Ella movió una de sus manos hacia su entrepierna y le agarró el pene, comprobando qué tan grande era. Estaba satisfecha con lo que sentía con sus manos. Llegaron detrás de la cama y Stephen rompió el beso y la empujó a la cama.
Ella cayó libremente y Stephen se bajó los pantalones cortos. Bella sonrió y se mordió el labio inferior al ver lo grande que era su miembro. Stephen agarró su pene y comenzó a acariciarlo. Bella estaba totalmente excitada. Levantó su falda corta, exponiendo sus bragas rosadas empapadas y comenzó a frotar su vagina con las bragas puestas. Esto hizo que Stephen se pusiera más duro.
Stephen estaba a punto de subir a la cama y ella lo detuvo, luego se arrodilló y agarró su miembro con la mano.
—Me encantaría chupar esto primero —dijo y abrió su boca, luego metió la punta en su boca. Envolvió sus labios alrededor de su glande y lo chupó antes de tomar la mitad de su longitud en su boca. Lo chupó y lo miró—. Me encanta tu pene. —Luego procedió a chuparlo, dándole lo mejor que podía, moviendo su cabeza arriba y abajo mientras frotaba sus testículos.
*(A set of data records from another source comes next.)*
PR #84, opened 2023-06-04
bump combine version

yihuaf:
Not sure if you are willing to accept this PR, but nonetheless since I already did it. Currently, this crate uses `combine` crate version 2.5, which is a very old version. The latest version is `4.6`. 

I understand that using an older version by itself is not an issue. I decided to go down this rabbit hole because I noticed the following security notification from dependabot on one of the project I am working on.

```
Dependabot cannot update ascii to a non-vulnerable version
The latest possible version of ascii that can be installed is 0.7.1.

The earliest fixed version is 0.9.3.
```

The older version of `combine` uses the `ascii` crate. However, the latest version of `combine` version 4.6 no longer has this dependency.

Since the major version changed from 2 -> 4, there are breaking changes, which I addressed in this PR. The latest version of `combine` implemented the `display` trait for the parser error, so technically we no longer need to format errors ourselves. However, the format is different, so I decided to keep the error format. I am happy to remove these functions if you wish.

With that being said, I had to make changes to the `test_error_unexpected_character` error messages. The error will container the correct `expected end of input`, but also contain a number of other errors from previous `many` parser. I filed the issue: https://github.com/Marwes/combine/issues/355 to clarify with the `combine` author. As far as I can tell, this is harmless behavior that doesn't impact the correctness of the parsing logic.

There are two commits. The first are `cargo fmt` and the second contains the actual change.

### DIFF
--- a/src/asm_parser.rs
+++ b/src/asm_parser.rs
@@ -5,11 +5,12 @@
 // file of the crate. Do not expect to find those comments in the documentation of the crate.
 
 //! This module parses eBPF assembly language source code.
-
 use combine::char::{alpha_num, char, digit, hex_digit, spaces, string};
-use combine::{between, eof, many, many1, one_of, optional, Parser, ParseError, ParseResult, parser,
-              sep_by, try, State, Stream};
 use combine::primitives::{Error, Info};
+use combine::{
+    between, eof, many, many1, one_of, optional, parser, sep_by, try, ParseError, ParseResult,
+    Parser, State, Stream,
+};
 
 /// Operand of an instruction.
 #[derive(Clone, Copy, Debug, PartialEq, Eq)]
@@ -34,13 +35,15 @@ pub struct Instruction {
 }
 
 fn ident<I>(input: I) -> ParseResult<String, I>
-    where I: Stream<Item = char>
+where
+    I: Stream<Item = char>,
 {
     many1(alpha_num()).parse_stream(input)
 }
 
 fn integer<I>(input: I) -> ParseResult<i64, I>
-    where I: Stream<Item = char>
+where
+    I: Stream<Item = char>,
 {
     let sign = optional(one_of("-+".chars())).map(|x| match x {
         Some('-') => -1,
@@ -50,11 +53,14 @@ fn integer<I>(input: I) -> ParseResult<i64, I>
         .with(many1(hex_digit()))
         .map(|x: String| u64::from_str_radix(&x, 16).unwrap() as i64);
     let dec = many1(digit()).map(|x: String| x.parse::<i64>().unwrap());
-    (sign, try(hex).or(dec)).map(|(s, x)| s * x).parse_stream(input)
+    (sign, try(hex).or(dec))
+        .map(|(s, x)| s * x)
+        .parse_stream(input)
 }
 
 fn register<I>(input: I) -> ParseResult<i64, I>
-    where I: Stream<Item = char>
+where
+    I: Stream<Item = char>,
 {
     char('r')
         .with(many1(digit()))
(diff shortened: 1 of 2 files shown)


qmonnet:
Thanks for this!

> Not sure if you are willing to accept this PR, but nonetheless since I already did it. Currently, this crate uses `combine` crate version 2.5, which is a very old version. The latest version is `4.6`.
> 
> I understand that using an older version by itself is not an issue. I decided to go down this rabbit hole because I noticed the following security notification from dependabot on one of the project I am working on.
> 
> ```
> Dependabot cannot update ascii to a non-vulnerable version
> The latest possible version of ascii that can be installed is 0.7.1.
> 
> The earliest fixed version is 0.9.3.
> ```
> 
> The older version of `combine` uses the `ascii` crate. However, the latest version of `combine` version 4.6 no longer has this dependency.

Yes, rbpf uses an old version. I haven't seen much interest in updating the dependencies so far, but if it raises security alerts, updates are welcome!

I'm just a bit surprised, because Dependabot raises no alert on `ascii` on rbpf's repo, I would expect it to report it the same way it did for you?

> 
> Since the major version changed from 2 -> 4, there are breaking changes, which I addressed in this PR.

Awesome, thanks! CI tests are all passing so it looks all good from my side.

> The latest version of `combine` implemented the `display` trait for the parser error, so technically we no longer need to format errors ourselves. However, the format is different, so I decided to keep the error format. I am happy to remove these functions if you wish.

I don't think we mind much the format for those, if it's already implemented in the crate I think we could just use that and avoid keeping another version in rbpf. Would you have a sample output for the two versions, by any chance?

> 
> With that being said, I had to make changes to the `test_error_unexpected_character` error messages. The error will container the correct `expected end of input`, but also contain a number of other errors from previous `many` parser. I filed the issue: [Marwes/combine#355](https://github.com/Marwes/combine/issues/355) to clarify with the `combine` author. As far as I can tell, this is harmless behavior that doesn't impact the correctness of the parsing logic.

Should not matter much either, but thanks a lot for raising this and let's see what they say.

> 
> There are two commits. The first are `cargo fmt` and the second contains the actual change.

:+1:

src/asm_parser.rs
```diff
@@ -5,11 +5,12 @@
 // file of the crate. Do not expect to find those comments in the documentation of the crate.
 
 //! This module parses eBPF assembly language source code.
-
```
qmonnet, line 8: Nit: `cargo fmt` doesn't seem to remove this blank line for me, and I'd avoid removing it because the comment is not related to the imports below.

qmonnet (commented):
Any chance we could have a bit more motivation and context in the commit log (mostly for the 2nd commit) please? I find it easier to check out git logs rather than GitHub PR discussions to understand where a change comes from.

yihuaf:
> Any chance we could have a bit more motivation and context in the commit log (mostly for the 2nd commit) please? I find it easier to check out git logs rather than GitHub PR discussions to understand where a change comes from.

Will do :) I will update the PR later tonight or tomorrow.

yihuaf:
> Would you have a sample output for the two versions, by any chance?

Take the `exit\n^` in the test case for example, the current error messages are:

```
Err("Parse error at line 2 column 1: unexpected '^', expected letter or digit, expected whitespaces, expected 'r', expected '-', expected '+', expected '[', expected end of input")`'
```

The `combine` implemented display trait:

```
Err("Parse error at line: 2, column: 1\nUnexpected `^`\nExpected letter or digit, whitespaces, `r`, `-`, `+`, `[` or end of input\n")`
```

The output are very similar, so if you don't mind the actual format of the message, I would propose we just use the `to_string` method instead. I added the change as a different commit for you to consider.

yihuaf:
PTAL

qmonnet (approved):
Looks all good, thanks a lot!

> The output are very similar, so if you don't mind the actual format of the message, I would propose we just use the to_string method instead. I added the change as a different commit for you to consider.

Definitely, let's get rid of this if `combine` offers it already.

Issue #92, opened 2023-12-30
Attempt to negate with overflow in ld_reg_str of disassembler


pcy190:
The disassembler would panic in `ld_reg_str` when it tries to negate the 0x8000i16 value in `-insn.off`

https://github.com/qmonnet/rbpf/blob/4812c52fe1009ee1e3c2307662d175bdd07b5c71/src/disassembler.rs#L37-L42

The PoC program to reproduce:
```
disassembler::disassemble(&[113, 1, 0, 128, 0, 0, 31, 145])
```

This would encounter the following panic:
```
thread '<unnamed>' panicked at 'attempt to negate with overflow'
```

Noted that, this is issue is also encountered in `st_reg_str`, `jmp_imm_str`, `jmp_reg_str` functions.

To enhance the robustness of the disassembler, the negation logic of i16 could be restructured in those function.

qmonnet:
Addressed in https://github.com/qmonnet/rbpf/pull/93.

PR #93, opened 2023-12-30
Fix negation overflow in disassembler

### LINKED ISSUE #91: Attempt to negate with overflow in ld_st_imm_str of disassembler
The disassembler would panic in `ld_st_imm_str` when it tries to negate the 0x8000i16 value in

https://github.com/qmonnet/rbpf/blob/4812c52fe1009ee1e3c2307662d175bdd07b5c71/src/disassembler.rs#L29-L33

The PoC program to reproduce:
```
disassembler::disassemble(&[98, 1, 0, 128, 0, 0, 31, 145])
```

The would panic the disassembler:
```
thread '<unnamed>' panicked at 'attempt to negate with overflow', /rbpf-0.2.0/src/disassembler.rs:33:56
```

To enhance the robustness of the disassembler, the negation logic of i16 could be restructured in `ld_st_imm_str` function.

pcy190:
Fixes #91 and #92


qmonnet (approved):
Looks good, thanks a lot!

I added a non-regression test here as well, can you please sign-off your commit and update again?

PR #97, opened 2024-01-03
Fix nullness check to src value in MOD32 and DIV32

### LINKED ISSUE #95: Attempt to calculate the remainder with a divisor of zero for MOD32 in interpreter
# Details 

In the implementation of `MOD32`, it checks whether the 64-bit source value  is zero. However, during the modulus computation, the source is casted to 32-bit, which could still be zero, e.g., 0xffff0000. According to the kernel ebpf standard, we should check the `modulo by zero` by checking the nullness of the 32-bit source value.

https://github.com/torvalds/linux/blob/610a9b8f49fbcf1100716370d3b5f6f884a2835a/Documentation/bpf/standardization/instruction-set.rst?plain=1#L246-L251

> If execution would result in modulo by zero, for ``BPF_ALU64`` the value of
the destination register is unchanged whereas for ``BPF_ALU`` the upper
32 bits of the destination register are zeroed.

The current implementation of `MOD32_IMM` and `MOD32_REG` lacks the check to the lower 32 bits of source value.
https://github.com/qmonnet/rbpf/blob/4812c52fe1009ee1e3c2307662d175bdd07b5c71/src/interpreter.rs#L230-L233

The following PoC program would cause the `attempt to calculate the remainder with a divisor of zero` panic in the interpreter:
```
lddw r1, 0x100000000
mod32 r0, r1
exit
```

Result:
```
attempt to calculate the remainder with a divisor of zero
thread '' panicked at 'attempt to calculate the remainder with a divisor of zero', src/interpreter.rs:235:47
stack backtrace:
...
   3: rbpf::interpreter::execute_program
             at ./src/interpreter.rs:235:47
   4: rbpf::EbpfVmMbuff::execute_program
             at ./src/lib.rs:300:9
   5: rbpf::EbpfVmRaw::execute_program
             at ./src/lib.rs:1221:9
   6: rbpf::EbpfVmNoData::execute_program
             at ./src/lib.rs:1581:9
```

# Suggestion
Check nullness of 32-bit casted source value before modulus

### LINKED ISSUE #96: Attempt to divide by zero in DIV32 of interpreter
# Details 

In the implementation of `DIV32`, it checks whether the 64-bit source value  is zero. However, during the division computation, the source is casted to 32-bit, which could still be zero, e.g., 0xffff000000000000. According to the kernel ebpf standard, we should check the `division by zero` by checking the nullness of the 32-bit source value.

https://github.com/torvalds/linux/blob/610a9b8f49fbcf1100716370d3b5f6f884a2835a/Documentation/bpf/standardization/instruction-set.rst?plain=1#L246-L251

> If BPF program execution would result in division by zero, the destination register is instead set to zero.

The current implementation of `DIV32_IMM` and `DIV32_REG` lacks the check to the lower 32 bits of source value.

https://github.com/qmonnet/rbpf/blob/4812c52fe1009ee1e3c2307662d175bdd07b5c71/src/interpreter.rs#L217-L220

The following PoC program would cause the `attempt to calculate the remainder with a divisor of zero` panic in the interpreter:
```
lddw r1, 0x100000000
div32 r0, r1
exit
```

Result:
```
attempt to divide by zero
thread '' panicked at 'attempt to divide by zero', src/interpreter.rs:222:45
stack backtrace:
...
   3: rbpf::interpreter::execute_program
             at ./src/interpreter.rs:222:45
   4: rbpf::EbpfVmMbuff::execute_program
             at ./src/lib.rs:300:9
   5: rbpf::EbpfVmRaw::execute_program
             at ./src/lib.rs:1221:9
```

The expected result is that the program executed with r0 set to zero, without panic/error.

# Suggestion
Check nullness of 32-bit casted source value before division

pcy190:
Fixes #95 
Fixes #96


qmonnet (approved):
Looks good, many thanks!

Like for the other PR, I added non-regression tests. Can you please sign-off your commit and update the PR again?

pcy190:
Updated the patch.

PR #102, opened 2024-03-13
src/interpreter.rs: Fix arithmetic left/right shift implementation (mask offset)

### LINKED ISSUE #101: Inconsistences in arithmetic shift implementation (mask offset)
This issue follows #99 and #100. The previous PR demonstrates the implementation incompliance on the logic shift implementation. However, the arithmetic shift operation still meets this problem, and needs the additional mask offset as well.

The current implementation of ARSH64 is not compliant, and undefined behavior happens if we overflow the number of bits we have when trying to shift.

The following PoC program could trigger this inconsistency:

```
mov64 r8, 0x054545ff
arsh64 r8, r8
exit
```

Note that in the kernel interpreter implementation, it masks the `SRC`/`IMM` as well.
https://github.com/torvalds/linux/blob/610a9b8f49fbcf1100716370d3b5f6f884a2835a/kernel/bpf/core.c#L1794-L1805

Hence we need to mask the shift offset with 63 in the following code. Since we don't perform verifier check on the immediate value, we need to mask the `IMM` as well.

https://github.com/qmonnet/rbpf/blob/7bebff57bec037cab5acd57ddbd72363fb163faf/src/interpreter.rs#L289-L290

pcy190:
Fix #101 

We mask the mask offset for arithmetic shifts operaitons. The current version of the BPF Instruction Set Specification specifies that "Shift operations use a mask of 0x3F (63) for 64-bit operations and 0x1F (31) for 32-bit operations" [0].

[0]: https://www.ietf.org/archive/id/draft-thaler-bpf-isa-02.html#section-3.1-2.2.16.1.1

### DIFF
--- a/src/interpreter.rs
+++ b/src/interpreter.rs
@@ -286,8 +286,8 @@ pub fn execute_program(prog_: Option<&[u8]>, mem: &[u8], mbuff: &[u8], helpers: 
             ebpf::XOR64_REG  => reg[_dst] ^= reg[_src],
             ebpf::MOV64_IMM  => reg[_dst] =  insn.imm  as u64,
             ebpf::MOV64_REG  => reg[_dst] =  reg[_src],
-            ebpf::ARSH64_IMM => reg[_dst] = (reg[_dst] as i64 >> insn.imm)  as u64,
-            ebpf::ARSH64_REG => reg[_dst] = (reg[_dst] as i64 >> reg[_src]) as u64,
+            ebpf::ARSH64_IMM => reg[_dst] = (reg[_dst] as i64 >> (insn.imm as u64 & SHIFT_MASK_64))  as u64,
+            ebpf::ARSH64_REG => reg[_dst] = (reg[_dst] as i64 >> (reg[_src] as u64 & SHIFT_MASK_64)) as u64,
 
             // BPF_JMP class
             // TODO: check this actually works as expected for signed / unsigned ops


pcy190:
Seems that the casting should be rewritten.

src/interpreter.rs
```diff
@@ -239,8 +239,8 @@ pub fn execute_program(prog_: Option<&[u8]>, mem: &[u8], mbuff: &[u8], helpers:
             ebpf::XOR32_REG  =>   reg[_dst] = (reg[_dst] as u32             ^ reg[_src] as u32) as u64,
             ebpf::MOV32_IMM  =>   reg[_dst] = insn.imm   as u32                                 as u64,
             ebpf::MOV32_REG  =>   reg[_dst] = (reg[_src] as u32)                                as u64,
-            ebpf::ARSH32_IMM => { reg[_dst] = (reg[_dst] as i32).wrapping_shr(insn.imm  as u32) as u64; reg[_dst] &= U32MAX; },
-            ebpf::ARSH32_REG => { reg[_dst] = (reg[_dst] as i32).wrapping_shr(reg[_src] as u32) as u64; reg[_dst] &= U32MAX; },
+            ebpf::ARSH32_IMM => { reg[_dst] = (reg[_dst] as i32).wrapping_shr(insn.imm  as u32 & SHIFT_MASK_32) as u64; reg[_dst] &= U32MAX; },
+            ebpf::ARSH32_REG => { reg[_dst] = (reg[_dst] as i32).wrapping_shr(reg[_src] as u32 & SHIFT_MASK_32) as u64; reg[_dst] &= U32MAX; },
```
qmonnet, line 243: Did you check that this part is necessary? [I wrote some tests](https://github.com/qmonnet/rbpf/tree/arsh-fix-tests) and the 32-bit versions pass successfully without this change. I suspect that the `.wrapping_shr()` does something similar already? If that's the case, maybe just add a comment to explain why we don't need additional masking?

src/interpreter.rs
```diff
@@ -286,8 +286,8 @@ pub fn execute_program(prog_: Option<&[u8]>, mem: &[u8], mbuff: &[u8], helpers:
             ebpf::XOR64_REG  => reg[_dst] ^= reg[_src],
             ebpf::MOV64_IMM  => reg[_dst] =  insn.imm  as u64,
             ebpf::MOV64_REG  => reg[_dst] =  reg[_src],
-            ebpf::ARSH64_IMM => reg[_dst] = (reg[_dst] as i64 >> insn.imm)  as u64,
-            ebpf::ARSH64_REG => reg[_dst] = (reg[_dst] as i64 >> reg[_src]) as u64,
+            ebpf::ARSH64_IMM => reg[_dst] = (reg[_dst] as i64 >> (insn.imm as u64 & SHIFT_MASK_64))  as u64,
+            ebpf::ARSH64_REG => reg[_dst] = (reg[_dst] as i64 >> (reg[_src] as u64 & SHIFT_MASK_64)) as u64,
```
qmonnet, line 290: This looks correct, thanks!

qmonnet (changes requested):
We need some tests coming with this patch, [I wrote some here](https://github.com/qmonnet/rbpf/commit/2cb24f7dcb42f7c1fcb869ead011fc57332636a6) (feel free to add on top of your PR). Based on this tests, I've got one comment inline below.

I bumped the version in the Appveyor workflow, so it should pass if you rebase your PR.

qmonnet:
And thanks a lot!!

src/interpreter.rs
pcy190: Many thanks! This mask is unnecessary since the wrapper_shr has already been implemented as `self >> mask(rhs)` according to the rust docs.

qmonnet (approved):

PR #139, opened 2026-02-02
fix: init reg[2] as mbuff.len()

hsqStephenZhang:


qmonnet:
Thanks for the context. I see that https://github.com/iovisor/ubpf/issues/57 says “The eBPF spec allows R1-R5 to be used for such purposes”. I believe it refers to [this draft](https://www.ietf.org/archive/id/draft-thaler-bpf-isa-00.html#section-2-5):

> Upon entering execution of an eBPF program, registers R1 - R5 initially can contain the input arguments for the program (similar to the argc/argv pair for a typical C program). The actual number of registers used, and their meaning, is defined by the program type; for example, a networking program might have an argument that includes network packet data and/or metadata.

But this convention never explicitly made it to [the final ISA specification](https://www.rfc-editor.org/rfc/rfc9669.html#name-introduction). So there's no real convention as far as I know.

This change probably makes more sense for uBPF, which doesn't work with `mbuff`s as far as I remember. I think I'll stick to the kernel behaviour in rbpf for now, unless there's a strong demand for use cases that `mbuff` cannot addressed.

hsqStephenZhang:
Got it. Thanks!

PR #140, opened 2026-02-02
fix: use is_reg for devisor in emit_muldivmod

hsqStephenZhang:
should not use `ins.imm != 0` to  decide if it's a register operation

see: https://github.com/iovisor/ubpf/blob/d8af62f3a5f720d74a1d84ce6b94b86fb7c7cb10/vm/ubpf_jit_x86_64.c#L1299

### DIFF
--- a/src/jit.rs
+++ b/src/jit.rs
@@ -433,7 +433,9 @@ impl JitCompiler {
         if dst != RDX {
             self.emit_push(mem, RDX);
         }
-        if imm != 0 {
+
+        // Load the divisor into RCX.
+        if !is_reg {
             self.emit_load_imm(mem, RCX, imm as i64);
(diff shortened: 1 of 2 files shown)


qmonnet (changes requested):
Thanks for this!

The change looks good. This code was initially derived from uBPF, but there was indeed an issue: https://github.com/iovisor/ubpf/issues/448 and Alan addressed it in https://github.com/iovisor/ubpf/pull/449.

Can you please sign-off your commit?

qmonnet (approved):
Thanks!

hsqStephenZhang:
Hi, would you mind publishing a new patch version?

qmonnet:
Sure, done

—¡Ohhh! ¡eres muy buena chupando! —Él agarró su pelo y comenzó a empujar su miembro dentro y fuera de su boca. Cada embestida tocaba la parte posterior de su garganta, haciendo que se atragantara un poco. La folló duro y se retiró, luego levantó su rostro para ver lágrimas rodando por su mejilla. Se había pasado un poco.
La levantó y ella se recostó en la cama. Stephen subió y comenzó a frotar su vagina por encima de las bragas. Enganchó su dedo en las bragas y las movió a un lado, exponiendo su vagina peluda.
Stephen se estiró y tomó su condón. La habría chupado si estuviera depilada, pero como estaba peluda, procedió a follarla. Mientras se ponía el condón, ella separó más las piernas para él. Justo cuando estaba a punto de comenzar su tarea, se escuchó un fuerte golpe en la puerta.
—¡Mierda! ¿Cuál es su problema ahora? —Stephen murmuró para sí mismo. Sabía que Kelly era la única persona alrededor. ¿Por qué estaría golpeando su puerta cuando sabía que estaría ocupado en ese momento?
Él continuó para follarla y ella golpeó la puerta con más fuerza. Bella lo miró y volvió a colocarse las bragas para cubrirse.
—Por favor, ya voy. —Se levantó de la cama y se subió los pantalones cortos, luego se dirigió hacia la puerta. Abrió la puerta y vio a Kelly mirándolo fijamente.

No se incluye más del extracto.